Reads were mapped onto globe artichoke genome reference using Burrows-Wheeler Aligner program (BWA)122 and ‘mem’ command with default parameters. The BAM files were processed and adapted for SNP calling program with Samtools108 mpileup using default parameters with the exclusion of minimum mapping quality equal to 25 and filtering ambiguous read mapping. Results were filtered taking into account two parameters: the SNPs call quality and depth. SNPs having mapping quality lower than 20 were removed. In addition, we set as lower limit of mapping depth a value of eight and the upper limit was set to 450. Relationships among the genotypes were computed using: i) whole genome and ii) coding (within exons) SNP/indel datasets.
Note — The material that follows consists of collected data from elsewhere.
PR #3696, opened 2026-08-22
[CI only] json/v2 migration full-battery run

sanketsudake:
Temporary draft to run the full CI battery (integration legs, upgrade tests,
pinned-legacy-data-plane) against the json/v2 migration before #3694 lands —
the stacked #3695 only triggers the lightweight checks.
Will be closed once CI reports; the real review target is #3695.


sanketsudake:
Full battery ran twice: round 1 flagged two leg failures root-caused as environmental (etcd timeout, go-builder slowness; workflow test passed 4/4 locally against the migrated build), round 2 on the final tree is fully green except the known repo-wide CodeQL default-setup conflict. Purpose served; review target is #3695 (stacked on #3694).

PR #3699, opened 2026-08-24
Agent runtime slice 1: FunctionSpec.Agent config block and CLI surface

sanketsudake:
This PR adds the CRD and CLI surface for declaring a function as an agent (agent-runtime slice 1).

`FunctionSpec` gains an optional `Agent *AgentConfig` block —
presence is the on switch, like `Streaming`/`Tool`/`State` —
declaring session identity (`session.source`/`session.name`, defaulting to the `X-Fission-Session` header),
idle/archive lifecycle windows (`idleAfter`, `archiveAfter`),
and a live-session cap (`maxSessions`).

Admission validation runs on the webhook path (`validateForAdmission`),
so kubectl/GitOps writers are bound, not just the CLI:
source enum, HTTP-token session-name charset (max 128),
non-negative durations, `archiveAfter >= idleAfter`, and non-negative `maxSessions`.
Deepcopy, applyconfigurations, and both Function/FunctionVersion CRD schemas are regenerated.

The CLI grows six `--agent*` flags on `fn create`/`fn update`
with the same toggle semantics as `--state`
(explicit `--agent=false` clears the block; other `--agent-*` flags merge onto the existing config),
and a new `fission agent list` command that lists agent-declared functions
with their session source and lifecycle settings.

Everything is additive and backward compatible —
a nil `agent` block means exactly today's behavior.
The `pkg/agentruntime` subsystem that consumes this config
(dispatcher, session store, sweeper) follows in a separate PR built on this branch.


sanketsudake:
Superseded by #3701, which consolidates agent-runtime slices 1–4 into a single PR against `main` (this PR's commits are included in that branch's history). Closing in favor of #3701.

PR #3700, opened 2026-08-24
Agent runtime slice 2: pkg/agentruntime session dispatcher, registry, and sweeper

sanketsudake:
This PR ships slice 2 of the distributed agent runtime:
the `pkg/agentruntime` subsystem (`fission-bundle --agentPort`, port 8894).
Builds on #3699 (`FunctionSpec.Agent`).

It dispatches session-scoped turns at `POST /agents/{namespace}/{name}`
to agent-enabled Functions over the router internal listener,
with the same ServiceRouterInternal HMAC signing the other publishers use,
streaming responses with per-write flush.

Session records are statestore KV entries, never CRDs:
create-only CAS writes with an atomic `SetCounted` MaxSessions quota,
a sibling archived keyspace so retention never consumes quota,
and orphan self-expiry TTLs.
A CAS-idempotent sweeper ages sessions active → idle → archived on every replica
with no leader election —
a lost CAS means another replica already applied the transition.

AuthZ mirrors the MCP server's fail-closed JWT contract
(`allowed_namespaces`, 403 on out-of-scope namespaces;
chart render fails unless authentication is enabled or `agentRuntime.allowInsecure` is explicit).
The Helm chart adds the deployment/service/SA/RBAC
plus both NetworkPolicy allowlists (router-internal 8889 and statestore 8891),
and an integration test covers mint-and-reuse session dispatch end-to-end,
gated in CI by an explicit `deploy/agentruntime` rollout wait
so a profile regression can never turn the coverage into a green skip.

Per-session meters (turns, errors, active-millis, token/cost placeholders)
are recorded in the session stats block from day one;
metrics export is deliberately deferred to the metering slice,
matching how the MCP subsystem shipped.

In v1 only Content-Type and the session headers cross the dispatcher in either direction
(plus `X-Fission-Agent-Yield` on the way back) —
custom caller headers are intentionally not proxied yet.

### DIFF
--- a/.github/workflows/push_pr.yaml
+++ b/.github/workflows/push_pr.yaml
@@ -196,6 +196,13 @@ jobs:
           # would silently turn all MCP coverage into a green skip — the
           # loop above only waits for deployments that exist.
           kubectl -n fission rollout status deploy/mcp --timeout=3m
+          # deploy/agentruntime must exist and be ready (kind-ci enables
+          # agentRuntime.enabled): the agent-runtime integration test skips
+          # itself when the endpoint is unreachable, so without this
+          # explicit gate a profile regression would silently turn all
+          # agent-runtime coverage into a green skip — the loop above only
+          # waits for deployments that exist.
+          kubectl -n fission rollout status deploy/agentruntime --timeout=3m
 
       # Pin the v1.34 leg back to the legacy data plane (RFC-0002 gates off):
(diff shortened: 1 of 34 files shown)


sanketsudake:
Superseded by #3701, which consolidates agent-runtime slices 1–4 into a single PR against `main` (this PR's commits are included in that branch's history). Closing in favor of #3701.

PR #3701, opened 2026-08-25
Agent runtime for Fission (slices 1–4): sessions, continuation, introspection, boardroom demo

sanketsudake:
## Agent runtime for Fission (slices 1–4)

Adds a first-class **agent runtime** to Fission: session-scoped, durable, self-continuing function invocations with a live introspection surface — the machinery for running managed AI agents on the existing serverless data plane, no new stateful infrastructure.

This is a consolidated PR of four slices (developed as a stack; **supersedes #3699 and #3700**, which can be closed).

### Slice 1 — `FunctionSpec.Agent` config block + CLI
An optional-pointer `Agent *AgentConfig` on FunctionSpec (presence-is-on-switch, like `Tool`/`State`/`Streaming`): session identity, idle/archive lifecycle, and a live-session cap. Admission-validated on the webhook path; deepcopy/applyconfig/CRDs regenerated; classified runtime-affecting for RFC-0025 auto-publish. CLI: six `--agent*` flags on `fn create/update` (State-parity toggle semantics) and a `fission agent list`.

### Slice 2 — `pkg/agentruntime` subsystem (`--agentPort`, 8894)
`POST /agents/{namespace}/{name}` dispatches a session turn to the agent-enabled Function over the router internal listener, HMAC-signed like every other publisher, streaming the response with per-write flush. Session records live in the statestore (KV, CAS on version, `SetCounted` quota, a sibling archived keyspace so retention never consumes quota, orphan self-expiry TTLs) — **never CRDs**. A CAS-idempotent sweeper ages sessions active→idle→archived on every replica with **no leader election**. Fail-closed JWT authz mirroring the MCP server; Helm chart with both NetworkPolicy allowlists and render gates.

### Slice 3 — `yield: continue` self-continuation
A turn returning `X-Fission-Agent-Yield: continue` re-invokes the same session via an `agent-wake` statestore queue (at-least-once, dedup-while-unsettled), consumed with the asyncinvoke lease→classify→backoff→ack/nack/kill discipline: precise DLQ reasons, delivery timeout bounded below the lease, would-expire pre-check, and a per-session continuation cap (`AGENT_MAX_CONTINUATIONS`, default 1000).

### Slice 4 — introspection, SSE feed, pool view, CLI, boardroom demo
Read-only observability: `GET /registry/agents`, `.../sessions[/{id}]`, and `/registry/pool` (Pod + EndpointSlice informers, RBAC-preflighted so a missing grant degrades to 503 instead of wedging dispatch); sessions gain a best-effort `currentPod` anchor via a pure `endpointcache.PredictSticky` (rendezvous ranking, zero admission side effects, UI truth only). A poll-diff SSE feed (`GET /registry/events`, single poller, slow-consumer drop, browser `?token=` transport). A `fission agent sessions` CLI, an embedded single-file boardroom UI (`/ui`), and `demo/agent-boardroom/` (fixtures, specs, stdlib loadgen).

### Review
Every task went through per-task review with fix loops, each slice a whole-branch review, then a **6-lens review battery** over the full diff (silent-failure, security, correctness, type-design, test-coverage, conventions). The battery found and this PR fixes: a wake continue-chain fork/amplification bug, `MaxSessions` quota failing open on store degradation, an idle-longer-than-archive lifecycle bug, unbounded session creation, a poller doing statestore work with zero subscribers, statestore-close vs server-drain ordering, and an observability/RBAC-hardening cluster — plus the battery's high-value tests (claim-decode fuzz, dispatch-route auth composition, store failure-injection, chart auth gates). Security review found no cross-namespace leak and a coherent authz mesh.

### Deferred follow-ups (tracked, not blocking)
Short-TTL single-use SSE ticket exchange (vs reusing the dispatch JWT in the URL); per-session-metrics OTel counters; SSE write-watchdog + subscriber ceiling; `agentruntime` role-dataplane analog for `functionNamespace` installs and dynamic-tenancy pool-cache staleness; a shared registry-route mount helper; `maxContinuations` per-chain-vs-lifetime semantics. The `demo/` directory location (in-tree vs the `../examples` sibling) is a maintainer decision for this PR.

Everything is additive and backward compatible — a nil `agent` block is exactly today's behavior. The subsystem is off by default (`agentRuntime.enabled: false`).


sanketsudake:

PR #3703, opened 2026-08-25
agentruntime: session history + checkpoints (G13 compaction-as-projection, phase 1)

sanketsudake:
Stacked on #3701 (base: feat/agentruntime-introspection). Implements the G13 fact-log + checkpoint + projection contract for agent sessions.

## What

- **statesvc**: scoped EventLog routes for function pods — `POST /v1/eventlog/append|read|head` under the existing bearer/keyspace auth. CAS-only (`expectedSeq >= 0`; AppendAny unreachable); CAS conflict → 412 with the current `head` in the error envelope for client resync. Caps: ≤64 events/append, per-event payload ≤ keyspace `MaxValueBytes`, event `type` ≤128 bytes. statesvc now requires the EventLog capability at startup (all shipped drivers provide it).
- **agentruntime**: `HistoryStore` reading the same streams/checkpoints via direct store handles; two authed registry endpoints — `GET .../sessions/{id}/history` (head + events; 404 unknown session; graceful `{"head":0,"events":[]}` for agents without `State`) and `GET .../sessions/{id}/checkpoint`.
- **Contract**: history stream `agentlog/<sessionID>` and checkpoint KV key `agentckpt.<sessionID>` (reserved prefix, session ids may not start with it) live in the **function-state scope** — the pod's existing keyspace token is the credential; checkpoints ride the shipped KV CAS route, zero new surface. Internal stream naming single-sourced in `stateapi.StreamName`.
- **Turn tags**: events carry the persisted turn count from `X-Fission-Agent-Turns` (set pre-increment; `Stats.Turns` settles post-response), so all redeliveries of one logical turn tag identically — CAS append conflicts are the duplicate-attempt detector (step-level at-least-once replay).
- **Sweeper owns all trims**: archive-time cleanup (head captured before the archive CAS; trim bounded to the pre-archive head; checkpoint CAS-deleted at its pre-archive version so a re-created session's fresh checkpoint survives) and the new `AgentConfig.historyTrimBelowCheckpoint` knob (admission-rejected without `State`; CLI `--agent-history-trim`) trimming live sessions to the committed coverage boundary, clamped to head.
- **Demo + UI**: support-desk fixture writes real per-turn events + a checkpoint every 5th turn with 412-resync replay; boardroom UI gains a click-to-open session transcript panel (turn-grouped events, coverage marker, tail-windowed fetch).
- **Integration**: `TestAgentRuntimeHistory` covers the composed wire path (pod → statesvc → store → registry) plus the no-State negative path.

## Notes

- Growth story: no stream quota in v1 — the body/value caps bound each append; a never-idle session with the knob off grows until archive (documented; stream quota deferred).
- Trim failures after a committed archive leave orphan residue by design (logged; same family as the deferred RFC-0027 orphan-stream age sweep).
- Archived-retention of history is deferred (trim-at-archive in v1; needs statestore stream TTLs).
- Field-level spill for oversized checkpoint payloads deferred with the caps.

Process: 7 planned tasks + plan review, per-task reviews (all PASS), whole-branch final review (SHIP, 0 blocker/major), one fix round + scoped re-review.


sanketsudake:

PR #3704, opened 2026-08-25
agentruntime: session parentage + graph-over-sessions (slice 5)

sanketsudake:
Stacked on the G13 branch (#3703 ← #3701). Implements qualified session parentage and the multi-agent graph substrate: Workflow = the schedule, sessions-with-parent = the operators, statestore CAS admission = the exactly-once identity.

## What

- **Record**: sessions gain an immutable qualified `parent {namespace, agent, id}` + `depth` (set only at creation; SSE/sweeper/diff untouched by construction — immutable fields can't be why a record differs).
- **Dispatcher**: `X-Fission-Agent-Parent` applies only when a turn creates a session. Depth is **never wire-supplied** — it derives from the claimed parent's own persisted record (live keyspace, then archived), capped by `AGENT_MAX_SPAWN_DEPTH` (default 3; explicit 0 = no spawning; 400 past the cap, rejected before any record/quota is minted). A parent unreadable in both keyspaces degrades to root admission (lineage is descriptive, not referential — no dangling-ref policing, no archive cascade).
- **Security (final-review finding, fixed)**: parentage is **same-namespace-only**. The dispatcher resolves depth with its privileged store handle, so honoring a foreign-namespace ref would have made root-degrade-vs-inheritance a cross-tenant session-existence + depth oracle. A foreign ref is now byte-indistinguishable from an unparseable one (guard before any store read; pinned by a pairwise-equality test). Cross-agent parentage within a namespace — the Handoff/Magentic shape — is unaffected.
- **Exactly-once spawn**: `SpawnSessionID(parentRef, stepKey)` = `"c-" + hex(sha256(ref+"/"+stepKey))[:32]` — same parent + stepKey ⇒ same id, so the shipped `Create(IfVersion=0)` is the admission row (`ErrSessionExists` = already admitted = resume). Byte-identical JS twin in the fixtures; the integration test computes the id in Go and fetches exactly that session spawned by the node fixture — cross-language agreement is asserted, not assumed.
- **Surfaces**: `fission agent sessions list --tree` (paginates to exhaustion, explicit `(unknown: <ref>)` nodes, deterministic order); boardroom family tree (children indent under parents, depth badges) + a real bug fixed en route: the polling fallback fetched one page and deleted absent sessions — past 500 sessions it deleted live cards; it now pages to exhaustion with a ceiling, and never runs the delete pass on a partial set. Cycle rendering hardened in both renderers (printed-exactly-once).
- **Demo**: `architect` fixture spawns 3 expert child sessions per turn (best-effort, never fails its own turn); README swarm-beat walkthrough.
- **Integration**: spawn parentage end to end — cross-language id agreement, idempotent re-spawn, root-degrade, live depth-cap 400.

## Notes

- Wake-recreate loses lineage by design (wake carries no parent; recreated session is a root) — the RFC's wake-envelope open item closes as "no". Transient parent-read failures fragment lineage into fresh capped chains rather than extending one; benign for the exhaustion case the cap guards.
- Handler-driven spawn presents the dispatch credential: works under `AGENT_ALLOW_INSECURE` (dev/demo); G16 (per-agent identity) is the gate for secured installs.
- CI note: workflows are main-base-scoped, so this stacked PR gets meta-checks only; the full battery runs when the stack retargets main.

Process: reviewed plan (APPROVE + 3 folded warnings), 5 SDD tasks all PASS/PASS, whole-branch final review (FIX-FIRST: 1 major security + 3 minors), fix round + CLEAN scoped re-review.

### DIFF
--- a/demo/agent-boardroom/README.md
+++ b/demo/agent-boardroom/README.md
@@ -26,10 +26,19 @@ sub-second resume, live UI.**
   a real agent would call it mid-conversation,
   but the load generator below drives `support-desk` directly,
   so this stays decoupled from the density/teleport story.
+- `fixtures/architect.js` —
+  the swarm-beat agent function.
+  On every turn it spawns 3 deterministically-derived "expert" child sessions on `support-desk`
+  (see `pkg/agentruntime/session.go`'s `SpawnSessionID` / `ParentRef`),
+  carrying `X-Fission-Agent-Parent` on each spawn so the platform records real parentage —
+  the boardroom UI's family tree (below) renders the result.
+  Workers ARE `support-desk` sessions;
+  no separate worker function exists.
 - `specs/` —
   `fission spec`-format YAML: one shared `node` Environment plus a Package + Function per fixture.
   `support-desk`'s Function carries `spec.agent` (session lifecycle) and `spec.state` (keyed-state keyspace, with `sticky` routing on the session header so the router's real request routing lands on the same pod the dispatcher's `CurrentPod` prediction shows in the UI);
-  `order-lookup`'s Function carries `spec.tool`.
+  `order-lookup`'s Function carries `spec.tool`;
+  `architect`'s Function carries `spec.agent` (its own session lifecycle) and a minimal `spec.state` (used only so the fetcher writes the state token file `architect.js` reads its own namespace from).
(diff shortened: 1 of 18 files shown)


sanketsudake:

Genetic distances were computed based on the two datasets (R package SNPRelate) and dendrogram was computed and drawn using R Graphic-package123. The chromosomal locations of SNP densities were visualized in CIRCOS ideograms using the software package from http://circos.ca.

SNP annotation

Identified variants were analyzed using SNPeff40 to predict their effect on the set of gene models of globe artichoke. We investigated the role of missense and non-sense mutations in both homozygous/heterozygous states, evaluating in which region the variations are found. The effect of each SNP/indel was classified according to SNPeff software into four classes: (1)”modifier”, for the variants located outside the genes, in non-transcribed regions or introns; (2) “low effect” for variants in coding regions which do not change the amino acid sequence; (3) “moderate” effect for variants which change the amino acid sequence and (4) “high effect” for variants which modify splice sites, stop or start codons (loss or gain). CDS non-synonymous variants belonging to well characterized pathway and classified as missense, stop codon gained and frameshift effect were also submitted to Provean (Protein Variation Effect Analyzer algorithm)124 analysis, in order to understand if an amino acid substitution has an impact on the biological protein functions. Provean predicts the functional impact for all classes of protein sequence variation such a single amino acid substitution, insertion, deletion and multiple substitution. The score threshold used was set to −2.5. Non-synonymous variations causing deleterious effects are evaluated in homozygous and heterozygous state for the negative impact on protein functionality.

Accession codes

Sequence reads have been deposited in NCBI sequence read archive (SRA) under the number SRP055806. A JBrowse28 interface, to access genomic data and related annotation, is available at www.artichokegenome.unito.it.